The Act We’ve Known
for All These Years
From the Boston Globe, May 2, 2016
Too bad we don’t have Paul McCartney’s cell number. Maybe we could finally patch that drywall in the family room or re-route the sprinkler system in the front yard.
Turns out Sir Paul is a do-it-yourselfer. That’s one of the things we learn about the Cute Beatle in Philip Norman’s weighty biography, Paul McCartney: The Life.’
At first blush, 800-plus pages on McCartney may seem like overkill, especially when we see the book isn’t pitched at music geeks. There’s no extensive discography and no how-he-did-it secrets from the recording studio. Only a fourth of the book concerns the Beatles’ glory years, perhaps because Norman has been down this road before.
In 1981, Norman published Shout!,’ one of the first and best full-career biographies of the band. McCartney resented Norman’s portrait of his songwriting partner as the real genius of the group, and often referred to the book by an unprintable mock-title using three of the same letters.
McCartney held a monumental grudge, and his resentment only grew when Norman published John Lennon: The Life in 2009. Finally, when Norman announced that no matter what Sir Paul said he was doing a McCartney bio, it was if-you-can’t-beat-him-join-him time.

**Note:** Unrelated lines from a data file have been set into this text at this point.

PR #645, opened 2020-07-06
BDLaethb5

thea-m:
Here is another preliminary PR, as previously announced, to check in with you before I continue with the entire manuscript. 
Please just have a look at the month of Maskaram. I have now described all possible textual units, and given incipits at the beginning and explicits at the end of the month (also note the last salām and subscription in div, since they are fully quoted).
My questions:
- Do we stick with this depth of description? I would tend towards yes. Another question would be how to print this, and here I could imagine for example to only list the eventual differences from the edition.
- What do you think of the amount of text given?
- Right now, I only referred to the textparts in the work record, as usual. The issue with the Senkessar is that there is some variance in the names of the commemorated persons, and those in the work record were based on the edition and then developed depending on the manuscripts in which the new commemorations were attested. If we want to print the exact names as given in the manuscript (which would make sense), we would need to have:
 `<title type="complete" ref="LIT4035SenkessarDL#Mask30Salusi">Commemoration of Śālusi</title>`.

Let me know what you think!

### DIFF
--- a/OxfordBodleian/Juel-Jensen/BDLaethb5.xml
+++ b/OxfordBodleian/Juel-Jensen/BDLaethb5.xml
@@ -39,43 +39,192 @@ type="application/xml" schematypens="http://purl.oclc.org/dsdl/schematron"?>
                         
                         <msItem xml:id="ms_i1">
                             <locus from="4ra" to="212rc"/>
-                            <title type="complete" ref="LIT4968SenkessarSec"/>
+                            <title type="complete" ref="LIT4035SenkessarDL#FirstHalf"/>
                             <textLang mainLang="gez"/>
                             
                             <msItem xml:id="ms_i1.1">
-                                <locus from="4ra" to="46va"/>
-                                <title type="complete" ref="LIT4968SenkessarSec"/>
-                                <textLang mainLang="gez"/>
+                                <locus from="4ra" to="4rb"/>
+                                <title type="complete" ref="LIT4035SenkessarDL#MaskIntroduction"/>
                             </msItem>
                             
                             <msItem xml:id="ms_i1.2">
-                                <locus from="46va" to="78vc"/>
-                                <title type="complete" ref="LIT4968SenkessarSec"/>
-                                <textLang mainLang="gez"/>
+                                <locus from="4rb" to="46va"/>
+                                <title type="complete" ref="LIT4035SenkessarDL#Maskaram"/>
+                                
+                             <!--   <msItem xml:id="ms_i1.2.1">
+                                    <locus from="4rb" to=""/>
+                                    <title type="complete" ref="LIT4035SenkessarDL#Mask1"/>
+                                </msItem>
+                                
+                                <msItem xml:id="ms_i1.2.2">
+                                    <locus from="" to=""/>
+                                    <title type="complete" ref="LIT4035SenkessarDL#Mask2"/>
+                                </msItem>
+                                
+                                <msItem xml:id="ms_i1.2.3">
+                                    <locus from="" to=""/>
+                                    <title type="complete" ref="LIT4035SenkessarDL#Mask3"/>
+                                </msItem>
+                                
+                                <msItem xml:id="ms_i1.2.4">
+                                    <locus from="" to=""/>
+                                    <title type="complete" ref="LIT4035SenkessarDL#Mask4"/>
+                                </msItem>
+                                
+                                <msItem xml:id="ms_i1.2.5">
+                                    <locus from="" to=""/>
+                                    <title type="complete" ref="LIT4035SenkessarDL#Mask5"/>
+                                </msItem>
+                                
+                                <msItem xml:id="ms_i1.2.6">
+                                    <locus from="" to=""/>
+                                    <title type="complete" ref="LIT4035SenkessarDL#Mask6"/>
+                                </msItem>
+                                
+                                <msItem xml:id="ms_i1.2.7">
+                                    <locus from="" to=""/>
+                                    <title type="complete" ref="LIT4035SenkessarDL#Mask7"/>
+                                </msItem>
+                                
+                                <msItem xml:id="ms_i1.2.8">
+                                    <locus from="" to=""/>
+                                    <title type="complete" ref="LIT4035SenkessarDL#Mask8"/>
+                                </msItem>
+                                
+                                <msItem xml:id="ms_i1.2.9">
+                                    <locus from="" to=""/>
+                                    <title type="complete" ref="LIT4035SenkessarDL#Mask9"/>
+                                </msItem>
+                                
+                                <msItem xml:id="ms_i1.2.10">
+                                    <locus from="" to=""/>
+                                    <title type="complete" ref="LIT4035SenkessarDL#Mask10"/>
+                                </msItem>
+                                
+                                <msItem xml:id="ms_i1.2.11">
+                                    <locus from="" to=""/>
+                                    <title type="complete" ref="LIT4035SenkessarDL#Mask11"/>
+                                </msItem>
+                                
+                                <msItem xml:id="ms_i1.2.12">
+                                    <locus from="" to=""/>
+                                    <title type="complete" ref="LIT4035SenkessarDL#Mask12"/>
+                                </msItem>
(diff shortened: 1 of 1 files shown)


OxfordBodleian/Juel-Jensen/BDLaethb5.xml
```diff
@@ -37,9 +37,2085 @@ type="application/xml" schematypens="http://purl.oclc.org/dsdl/schematron"?>
...
+                                <msItem xml:id="ms_i1.7.31">
+                                    <locus from="211rc" to="212rc"/>
+                                    <title type="complete" ref="LIT4035SenkessarDL#Yak30"/>
+                                </msItem>
+                            </msItem>
+                            
+                            <colophon xml:id="coloph1" xml:lang="gez">
+                                <locus from="212rc" to="212rb"/>
+                                <note xml:lang="en">The colophon begins in column c and continues in columns a and b.
+                                    It states that the manuscript was completed in the time of <persName ref="PRS10473Yostos"/> (r. 1711-1716)
```
SusanneHummel, line 2106: maybe to be added "King" Yostos and "Patriarch" Marqos

OxfordBodleian/Juel-Jensen/BDLaethb5.xml
```diff
@@ -37,9 +37,2085 @@ type="application/xml" schematypens="http://purl.oclc.org/dsdl/schematron"?>
...
+                                        <locus target="#46ra"/>
+                                        <title type="complete" ref="LIT4035SenkessarDL#Mask30John"/>
+                                    </msItem>
+                                    
+                                    <msItem xml:id="ms_i1.2.30.4">
+                                        <locus from="46rb" to="46rc"/>
+                                        <title type="complete" ref="LIT4035SenkessarDL#Mask30Salusi"/>
+                                        <explicit xml:lang="gez">
+                                            <locus target="#46rc"/>
+                                            ወሶበ፡ ሰምዓ፡ ሊአ፡ ጳጳሳት፡ ፈቀደ፡ ይንሥአ፡ ለይእቲ፡ ቆብዕ፡ ይትባረክ፡ እምኔሃ<hi rend="rubric" rendition="#partialRubric">፨</hi>
```
SusanneHummel, line 1270: This is the explicit of the commemoration of the last day of Maskaram. I wonder whether it makes sense to provide the explicit of the last commemoration notice. it is not the explicit of the month (unlike the beginning of the month, which refers to the whole month and not only to the first commemoration notice.  
As you provide the explicit of the month under "div @ edtion", I twould suggest that toghether with the incipit of the month (quoted under ms item) the text is sufficiently described and made identifiable.

OxfordBodleian/Juel-Jensen/BDLaethb5.xml
```diff
@@ -37,9 +37,2085 @@ type="application/xml" schematypens="http://purl.oclc.org/dsdl/schematron"?>
...
+                                </incipit>
+                                
+                                <explicit xml:lang="gez">
+                                    <locus from="4ra" to="4rb"/>
+                                    ዘጻድቃን፡ ወዘሰማዕታት፡ ወዘሊቃነ፡ ጳ<hi rend="rubric">ጳሳት፡ ቅዱሳን፡ ወዘገዳማውያን፡ መነኮሳት፡</hi> ከመ፡ ይግበሩ፡
+                                    ተዝካሮሙ<hi rend="rubric" rendition="#partialRubric">።</hi>
+                                     ወያንብቡ፡ ገድሎሙ፡ ኵሎ፡ አሚረ፡ እምሠርቀ፡ አሚሩ፡
+                                    ለ<cb n="b"/><hi rend="rubric">መስከረም፡ እስከ፡ ተ</hi>ፍጻሜተ፡ ዓመት<hi rend="rubric" rendition="#partialRubric">፨</hi>
+                                    ወ<hi rend="rubric">ኮነ፡ አስተጋብአቶሙ፡</hi> ለዝንቱ፡ መጽሐፍ፡ በ<hi rend="rubric">፱፻፡ ፷፡ ወ፫፡ ዓመተ፡</hi> ሰማዕታት፡ ንጹሓን<hi rend="rubric" rendition="#partialRubric">፨</hi>
+                                    <seg type="supplication">ጸሎቶሙ፡ ወበረከቶሙ፡ የሀሉ፡ ምስለ፡ ፍቁራኒሆሙ፡ <hi rend="rubric">ተክለ፡ ማርያም፡</hi>
```
MassimoVilla, line 68: New Person records for Takla Māryām and Nǝwāya Māryām should be created, right?

thea-m:
Hi everyone, thank you for the comments! This is really only an example for the structure of the content description, everything else is not finished!

MassimoVilla:
Thank you Thea,

I think we have to be aware, as usual of the two-layer structure of our initiative: the BM online database, which can virtually accommodate an endless amount of information, and our printed output. I am far from setting the agenda for the BM database, but in theory I'd be in favour of being as much (reasonably) detailed as possible in order to provide BM with the highest amount of data. On the other hand, the printed catalogue imposes some serious constraints, i.e. mainly the number of pages we can devote to one single manuscript (or two, since ms b.6 should be the second part of the Sǝnkessār, right?). So, provided that in my view the depth of description suits the BM database expectations, we might make some transformation tests in order to reduce the needed space without losing too much data. For example, in the book we can give the name of all the commemorated saints in one single line per day, without providing the exact number of page for each commemoration, so, e.g.: `Maskaram 2: fols 7rc-8ra, commemoration entries for John the Baptist, Dasya and Didemos; salām-hymn to John the Baptist, and Dasya. Maskaram 3: etc..`, or in another synthetic way. If this requires too much space as well (or is too complicated to be generated via a xml->pdf transformation), then we can simply list any difference from the available printed edition.

Gnisci:
Thanks Tea. Like Massimo, I think you should verge on the side of economy, as long as there is an identifiable degree of consistency, not only in terms of your personal time (which is very important), but also to follow the catalogue > bm principle, to which we have agreed to adhere, since I think that most publishers will not want something that is excessively bulky and detailed - that said, it will probably be worth talking about this at our meeting!

PietroLiuzzo:
please note that the detailedness of the output in PDF can be "flattened", i.e. more detailed records do not constitute an issue for that procedure at all. records lacking information which is required for the printed output are an issue, too detailed records are not, and only what is needed for the specific output can be selected on the basis of clearly stated rules.

OxfordBodleian/Juel-Jensen/BDLaethb5.xml
thea-m: Just to ensure that I understood you well: You suggest only giving the beginning of the month and the subscription, not the incipits and explicits of the first and last commemoration?
The other months don't have such an elaborated beginning, so I would go on giving an incipit of the first commemoration there. Also regarding the subscription - I don't know the Second Recensions well enough to attest to their standardisation. But in general, there is more flexibility in these than in the commemorations, so I think it would still be better to give at least one commemoration incipit and explicit per month, to have a basis for a first philological assessment.

thea-m:
Thank you! Massimo's space-saving suggestions for the printed output sound good to me.

OxfordBodleian/Juel-Jensen/BDLaethb5.xml
SusanneHummel: I thought that every month has a kind of prologue, but if not, hm.
However, isn't it odd to provide the beginning of one text and the end of another one? We consider each commemoration notice as an independend text unit. That was my reasoning behind it. But it was just a suggestion. You are the Senkessar expert. I am fine with whatever you think is right. :)

SusanneHummel: If you provide the incipits and explicits of the first and last commemoration notice this would make more sense to me (but as I said, it is entitely up to you as trusted expert)

thea-m: I agree that it is odd! Incipit and explicit of the first and last commemoration seem reasonable to me.

thea-m:
I will close this PR and continue working on the branch, and then open a new PR when it's ready.
Thank you!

McCartney told friends and family to cooperate with Norman, met with him a few times, and hoped for the best.
He got it. Norman’s portrait of McCartney is fascinating and exhaustive. This is the story of a relentless entertainer, working well into his 70s to make everybody happy. He is also portrayed as a deep contradiction: generous but petty, mostly kind but sometimes cruel. To his credit, Norman manages to avoid most of the oft-told tales, leaving the Beatles’ saga refreshed by his account.
McCartney was shaped by his midwife mother Mary — the “pretty nurse selling poppies from a tray” in “Penny Lane” — who died when he was 14. Father Jim then played both parents for Paul and Michael, his younger brother, learning to cook and passing on his love of music. Paul never recovered from the loss of his mother, but loved his father with an endearing ferocity.
McCartney was the group’s master of public relations, friendly and unfailingly polite, but also the one who delved most deeply into the avant garde, though the public perception was that Lennon was the one on the edge, according to Norman. It was McCartney, for instance, who turned John on to conceptual artists. McCartney helped finance the boho art gallery where Lennon met Yoko Ono.
Norman hits most of the high points of the well-worn Beatles narrative, but tells the story with some impatience, as if he feels it’s all common knowledge. He doesn’t say much about the writing of the songs and the recording of the albums, instead focusing more on McCartney’s cascading love life and domestic issues.
Norman spends the bulk of the book on McCartney’s long marriage to Linda Eastman and their largely successful effort to raise their children to become normal human beings. The kids suffered the normal teenage angst, but turned out OK.
Considering the crushing family fame, that’s a great testament to mom and pop. McCartney was successful with Wings, his post-Beatles band in the 1970s, but was often abused critically for his “silly love songs.’’ Despite the Lennon-McCartney credit on Beatle tunes, the two composers mostly wrote separately, though they had each other to say “this sucks” when something did.
No one dared say that to Paul McCartney, solo artist. Once on his own, McCartney missed the snide Lennon reality checks and much of his early post-Beatles music was so aggressively mediocre that it insulted the concept of mediocrity. But he occasionally found the cosmic chord he’d struck with the Beatles.
Though reviled by many Beatle fans for marrying their boy Paul, Linda was the ideal match for the musician, and Norman makes clear that the couple’s life together, personally and professionally, was deeply satisfying for both, not just a show for the benefit of the press. After her death from cancer, McCartney’s marriage to the mercurial entrepreneur and activist Heather Mills was payback for his until-then charmed life. Extracted from that six-year nightmare, McCartney wed Nancy Shevell, an old friend of Linda. By Norman’s reckoning, they appear headed for a happy ending.
For 50 years, Paul McCartney has been one of the most famous people on the planet. In this massive biography, Norman lifts the curtain to show us the real guy, and he’s somewhat different from the musician we’ve been listening to for decades. But he still largely feels like the act we’ve known for all these years.